[Your goal] Only the lines with "mkardous" in the entries below belong in the answer; please copy them.
Start of Available data
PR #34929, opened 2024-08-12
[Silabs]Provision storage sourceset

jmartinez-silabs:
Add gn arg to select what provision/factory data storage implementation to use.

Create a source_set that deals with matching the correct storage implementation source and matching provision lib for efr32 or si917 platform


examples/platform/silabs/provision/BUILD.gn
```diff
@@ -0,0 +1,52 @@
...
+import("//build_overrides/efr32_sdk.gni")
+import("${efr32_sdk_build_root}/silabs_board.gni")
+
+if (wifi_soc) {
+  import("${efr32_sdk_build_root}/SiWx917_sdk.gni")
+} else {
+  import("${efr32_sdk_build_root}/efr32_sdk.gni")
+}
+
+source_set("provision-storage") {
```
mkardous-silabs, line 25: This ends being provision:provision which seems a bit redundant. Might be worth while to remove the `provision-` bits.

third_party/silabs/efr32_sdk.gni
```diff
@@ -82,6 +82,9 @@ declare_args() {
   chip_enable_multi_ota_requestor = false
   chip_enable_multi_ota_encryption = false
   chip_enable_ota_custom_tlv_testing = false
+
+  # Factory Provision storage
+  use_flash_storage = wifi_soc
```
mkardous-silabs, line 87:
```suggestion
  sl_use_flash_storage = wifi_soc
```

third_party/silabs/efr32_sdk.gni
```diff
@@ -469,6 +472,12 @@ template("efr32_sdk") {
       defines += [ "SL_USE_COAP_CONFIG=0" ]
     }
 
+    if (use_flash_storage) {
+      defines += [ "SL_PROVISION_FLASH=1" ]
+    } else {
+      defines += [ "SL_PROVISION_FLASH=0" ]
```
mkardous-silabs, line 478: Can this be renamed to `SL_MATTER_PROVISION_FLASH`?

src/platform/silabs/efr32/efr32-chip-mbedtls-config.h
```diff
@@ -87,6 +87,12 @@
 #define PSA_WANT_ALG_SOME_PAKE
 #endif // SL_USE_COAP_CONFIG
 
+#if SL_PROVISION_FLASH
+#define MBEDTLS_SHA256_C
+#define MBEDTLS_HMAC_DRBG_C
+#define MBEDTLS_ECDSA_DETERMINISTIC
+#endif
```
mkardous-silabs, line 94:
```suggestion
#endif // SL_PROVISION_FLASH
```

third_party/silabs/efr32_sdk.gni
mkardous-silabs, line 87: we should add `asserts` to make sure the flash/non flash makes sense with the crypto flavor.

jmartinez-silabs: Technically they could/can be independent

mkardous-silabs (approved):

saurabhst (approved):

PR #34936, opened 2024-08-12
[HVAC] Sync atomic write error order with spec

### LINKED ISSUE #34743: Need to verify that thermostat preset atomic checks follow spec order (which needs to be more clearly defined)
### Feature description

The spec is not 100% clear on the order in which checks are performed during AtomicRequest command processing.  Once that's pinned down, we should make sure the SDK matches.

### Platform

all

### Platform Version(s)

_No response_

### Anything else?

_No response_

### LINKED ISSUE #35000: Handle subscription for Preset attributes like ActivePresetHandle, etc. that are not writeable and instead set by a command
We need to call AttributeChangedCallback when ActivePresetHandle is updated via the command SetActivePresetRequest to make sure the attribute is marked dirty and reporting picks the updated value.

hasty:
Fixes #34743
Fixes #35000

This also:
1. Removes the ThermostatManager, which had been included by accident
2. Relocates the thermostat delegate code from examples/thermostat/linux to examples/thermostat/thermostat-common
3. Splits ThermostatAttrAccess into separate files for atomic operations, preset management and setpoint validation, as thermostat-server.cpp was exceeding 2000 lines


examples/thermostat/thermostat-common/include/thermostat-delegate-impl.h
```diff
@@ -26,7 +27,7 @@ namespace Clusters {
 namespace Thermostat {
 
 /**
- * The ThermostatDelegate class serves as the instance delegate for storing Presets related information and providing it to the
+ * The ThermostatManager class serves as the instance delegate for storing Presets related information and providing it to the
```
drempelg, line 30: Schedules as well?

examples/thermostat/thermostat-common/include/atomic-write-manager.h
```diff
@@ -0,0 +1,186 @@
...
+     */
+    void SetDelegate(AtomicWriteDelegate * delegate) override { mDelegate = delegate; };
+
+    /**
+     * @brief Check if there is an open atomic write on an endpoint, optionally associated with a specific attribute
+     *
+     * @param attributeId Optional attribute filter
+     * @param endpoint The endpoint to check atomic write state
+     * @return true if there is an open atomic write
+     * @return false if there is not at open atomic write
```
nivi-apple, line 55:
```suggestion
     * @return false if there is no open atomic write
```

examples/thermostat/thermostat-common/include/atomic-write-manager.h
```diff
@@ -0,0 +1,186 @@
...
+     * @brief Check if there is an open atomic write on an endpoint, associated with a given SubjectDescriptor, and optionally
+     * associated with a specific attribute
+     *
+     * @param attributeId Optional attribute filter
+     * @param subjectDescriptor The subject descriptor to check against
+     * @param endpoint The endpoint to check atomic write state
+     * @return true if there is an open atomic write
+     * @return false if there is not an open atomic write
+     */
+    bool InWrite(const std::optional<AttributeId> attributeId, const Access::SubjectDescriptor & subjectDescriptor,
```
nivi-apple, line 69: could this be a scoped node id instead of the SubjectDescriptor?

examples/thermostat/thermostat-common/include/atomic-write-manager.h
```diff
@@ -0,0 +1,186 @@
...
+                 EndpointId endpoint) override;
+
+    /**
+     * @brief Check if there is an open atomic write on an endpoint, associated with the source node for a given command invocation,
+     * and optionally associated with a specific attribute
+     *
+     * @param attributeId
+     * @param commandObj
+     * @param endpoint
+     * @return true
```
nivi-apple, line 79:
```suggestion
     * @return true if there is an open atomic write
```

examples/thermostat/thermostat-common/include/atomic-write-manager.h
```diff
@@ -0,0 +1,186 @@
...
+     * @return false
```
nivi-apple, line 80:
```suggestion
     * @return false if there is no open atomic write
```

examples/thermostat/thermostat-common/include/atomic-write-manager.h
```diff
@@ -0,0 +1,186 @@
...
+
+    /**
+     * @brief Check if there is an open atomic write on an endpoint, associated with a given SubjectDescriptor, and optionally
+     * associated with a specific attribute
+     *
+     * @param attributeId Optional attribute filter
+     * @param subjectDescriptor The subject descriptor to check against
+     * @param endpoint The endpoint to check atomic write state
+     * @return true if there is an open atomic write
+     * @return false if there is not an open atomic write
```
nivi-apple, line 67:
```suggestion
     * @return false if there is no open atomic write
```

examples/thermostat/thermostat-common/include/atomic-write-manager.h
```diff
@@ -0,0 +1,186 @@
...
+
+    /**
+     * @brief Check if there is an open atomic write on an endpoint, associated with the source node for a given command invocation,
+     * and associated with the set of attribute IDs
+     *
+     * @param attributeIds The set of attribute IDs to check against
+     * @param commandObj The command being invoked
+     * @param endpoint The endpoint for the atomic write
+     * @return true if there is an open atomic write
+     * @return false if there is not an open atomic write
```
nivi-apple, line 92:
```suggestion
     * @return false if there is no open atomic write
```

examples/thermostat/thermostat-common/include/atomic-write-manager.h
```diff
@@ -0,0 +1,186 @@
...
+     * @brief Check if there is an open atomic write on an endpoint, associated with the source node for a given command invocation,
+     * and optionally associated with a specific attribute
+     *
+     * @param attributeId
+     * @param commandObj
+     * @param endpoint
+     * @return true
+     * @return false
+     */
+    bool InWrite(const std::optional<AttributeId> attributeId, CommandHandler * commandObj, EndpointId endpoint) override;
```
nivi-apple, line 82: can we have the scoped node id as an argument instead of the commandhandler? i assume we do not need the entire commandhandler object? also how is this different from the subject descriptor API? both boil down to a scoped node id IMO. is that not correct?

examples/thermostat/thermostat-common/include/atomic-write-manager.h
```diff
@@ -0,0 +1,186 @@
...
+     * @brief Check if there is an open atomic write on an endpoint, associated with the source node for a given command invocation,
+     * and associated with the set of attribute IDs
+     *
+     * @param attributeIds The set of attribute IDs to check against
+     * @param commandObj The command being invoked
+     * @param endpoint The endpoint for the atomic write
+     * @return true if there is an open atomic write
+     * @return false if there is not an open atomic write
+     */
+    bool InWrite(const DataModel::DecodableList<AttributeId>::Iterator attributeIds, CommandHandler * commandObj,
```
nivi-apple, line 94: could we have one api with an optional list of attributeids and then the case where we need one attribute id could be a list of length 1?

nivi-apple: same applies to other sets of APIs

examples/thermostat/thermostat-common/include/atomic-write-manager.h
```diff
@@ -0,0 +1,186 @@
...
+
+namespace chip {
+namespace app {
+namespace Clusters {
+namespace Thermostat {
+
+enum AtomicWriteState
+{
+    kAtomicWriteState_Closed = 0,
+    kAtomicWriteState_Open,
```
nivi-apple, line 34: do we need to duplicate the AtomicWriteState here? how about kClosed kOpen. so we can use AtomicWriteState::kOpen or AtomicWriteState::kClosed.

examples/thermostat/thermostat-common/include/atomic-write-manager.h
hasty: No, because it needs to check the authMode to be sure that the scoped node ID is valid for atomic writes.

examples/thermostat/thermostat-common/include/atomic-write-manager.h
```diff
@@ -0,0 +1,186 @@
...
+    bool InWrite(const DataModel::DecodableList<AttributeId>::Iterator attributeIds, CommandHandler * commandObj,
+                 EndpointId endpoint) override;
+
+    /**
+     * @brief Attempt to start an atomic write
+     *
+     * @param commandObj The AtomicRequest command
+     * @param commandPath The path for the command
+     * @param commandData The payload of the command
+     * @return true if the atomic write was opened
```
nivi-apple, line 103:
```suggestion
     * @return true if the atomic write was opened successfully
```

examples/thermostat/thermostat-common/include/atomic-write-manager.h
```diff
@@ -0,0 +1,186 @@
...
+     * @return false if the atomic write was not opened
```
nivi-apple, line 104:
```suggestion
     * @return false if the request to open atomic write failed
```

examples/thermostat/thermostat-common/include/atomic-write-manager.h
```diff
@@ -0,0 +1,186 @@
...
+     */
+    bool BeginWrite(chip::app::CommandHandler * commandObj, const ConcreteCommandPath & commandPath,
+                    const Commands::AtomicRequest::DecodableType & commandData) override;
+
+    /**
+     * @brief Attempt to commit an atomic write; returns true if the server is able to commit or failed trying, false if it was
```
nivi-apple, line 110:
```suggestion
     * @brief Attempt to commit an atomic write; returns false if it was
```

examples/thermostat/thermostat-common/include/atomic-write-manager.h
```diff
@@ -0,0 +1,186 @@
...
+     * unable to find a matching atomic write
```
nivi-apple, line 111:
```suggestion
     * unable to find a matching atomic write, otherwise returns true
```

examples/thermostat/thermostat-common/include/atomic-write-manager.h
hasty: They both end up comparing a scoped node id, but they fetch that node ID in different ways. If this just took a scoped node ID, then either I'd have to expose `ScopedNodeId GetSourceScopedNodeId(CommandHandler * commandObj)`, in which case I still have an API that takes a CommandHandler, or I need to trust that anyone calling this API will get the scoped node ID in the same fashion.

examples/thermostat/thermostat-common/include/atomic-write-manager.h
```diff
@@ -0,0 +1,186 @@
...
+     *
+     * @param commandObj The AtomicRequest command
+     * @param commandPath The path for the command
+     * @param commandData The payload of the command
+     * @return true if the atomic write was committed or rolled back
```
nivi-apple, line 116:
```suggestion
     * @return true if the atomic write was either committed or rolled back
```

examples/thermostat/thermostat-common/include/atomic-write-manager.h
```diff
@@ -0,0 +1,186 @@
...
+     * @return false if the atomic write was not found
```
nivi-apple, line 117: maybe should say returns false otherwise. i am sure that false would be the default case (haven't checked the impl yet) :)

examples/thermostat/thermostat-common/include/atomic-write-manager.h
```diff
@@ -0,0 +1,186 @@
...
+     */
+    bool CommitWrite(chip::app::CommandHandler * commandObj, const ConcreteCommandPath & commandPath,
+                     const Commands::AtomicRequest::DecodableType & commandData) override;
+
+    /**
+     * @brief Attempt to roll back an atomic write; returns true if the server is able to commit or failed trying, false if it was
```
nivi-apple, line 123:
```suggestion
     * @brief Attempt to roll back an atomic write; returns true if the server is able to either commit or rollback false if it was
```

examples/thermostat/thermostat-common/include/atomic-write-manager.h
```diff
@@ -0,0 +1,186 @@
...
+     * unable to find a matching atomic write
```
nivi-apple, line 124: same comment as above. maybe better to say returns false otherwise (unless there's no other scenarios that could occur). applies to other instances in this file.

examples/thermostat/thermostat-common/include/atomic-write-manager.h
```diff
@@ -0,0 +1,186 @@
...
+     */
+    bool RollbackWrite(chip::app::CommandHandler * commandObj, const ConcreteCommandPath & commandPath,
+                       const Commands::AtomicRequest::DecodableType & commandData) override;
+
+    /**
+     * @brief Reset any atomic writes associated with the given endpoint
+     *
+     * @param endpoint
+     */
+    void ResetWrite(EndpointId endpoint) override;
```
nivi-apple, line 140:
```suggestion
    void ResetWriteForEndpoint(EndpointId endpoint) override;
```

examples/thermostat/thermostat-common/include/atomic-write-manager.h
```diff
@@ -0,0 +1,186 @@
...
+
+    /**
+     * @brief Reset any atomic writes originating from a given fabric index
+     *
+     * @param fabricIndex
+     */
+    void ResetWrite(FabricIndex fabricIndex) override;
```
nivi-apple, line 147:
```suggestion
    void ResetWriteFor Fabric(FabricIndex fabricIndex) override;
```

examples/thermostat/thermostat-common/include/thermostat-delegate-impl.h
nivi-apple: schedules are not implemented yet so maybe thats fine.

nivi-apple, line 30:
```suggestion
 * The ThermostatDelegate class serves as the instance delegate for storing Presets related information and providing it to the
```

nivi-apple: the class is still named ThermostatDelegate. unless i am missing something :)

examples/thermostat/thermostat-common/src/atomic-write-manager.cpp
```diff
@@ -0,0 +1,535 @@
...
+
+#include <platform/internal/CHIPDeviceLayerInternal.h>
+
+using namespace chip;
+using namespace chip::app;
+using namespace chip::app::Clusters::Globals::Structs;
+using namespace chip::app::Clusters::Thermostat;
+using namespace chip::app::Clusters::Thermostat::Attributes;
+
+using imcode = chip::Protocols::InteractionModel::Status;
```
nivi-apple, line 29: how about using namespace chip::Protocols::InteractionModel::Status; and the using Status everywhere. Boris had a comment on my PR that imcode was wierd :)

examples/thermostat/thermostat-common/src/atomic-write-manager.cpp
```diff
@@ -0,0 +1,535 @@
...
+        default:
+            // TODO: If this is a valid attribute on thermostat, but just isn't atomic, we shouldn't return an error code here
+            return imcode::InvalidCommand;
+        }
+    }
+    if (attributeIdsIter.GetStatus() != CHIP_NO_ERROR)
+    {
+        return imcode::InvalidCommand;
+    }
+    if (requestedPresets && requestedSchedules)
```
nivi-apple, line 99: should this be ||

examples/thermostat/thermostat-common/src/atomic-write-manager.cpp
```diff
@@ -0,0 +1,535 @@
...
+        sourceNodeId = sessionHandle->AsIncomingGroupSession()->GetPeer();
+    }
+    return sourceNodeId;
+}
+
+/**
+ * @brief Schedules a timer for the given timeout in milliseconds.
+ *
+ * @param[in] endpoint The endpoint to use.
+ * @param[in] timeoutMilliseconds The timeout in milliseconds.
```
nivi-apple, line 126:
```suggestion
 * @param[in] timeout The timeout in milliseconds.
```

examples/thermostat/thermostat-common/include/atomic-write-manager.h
End of Available data
[Answer]
mkardous-silabs, line 25: This ends being provision:provision which seems a bit redundant. Might be worth while to remove the `provision-` bits.
mkardous-silabs, line 87:
mkardous-silabs, line 478: Can this be renamed to `SL_MATTER_PROVISION_FLASH`?
mkardous-silabs, line 94:
mkardous-silabs, line 87: we should add `asserts` to make sure the flash/non flash makes sense with the crypto flavor.
mkardous-silabs (approved):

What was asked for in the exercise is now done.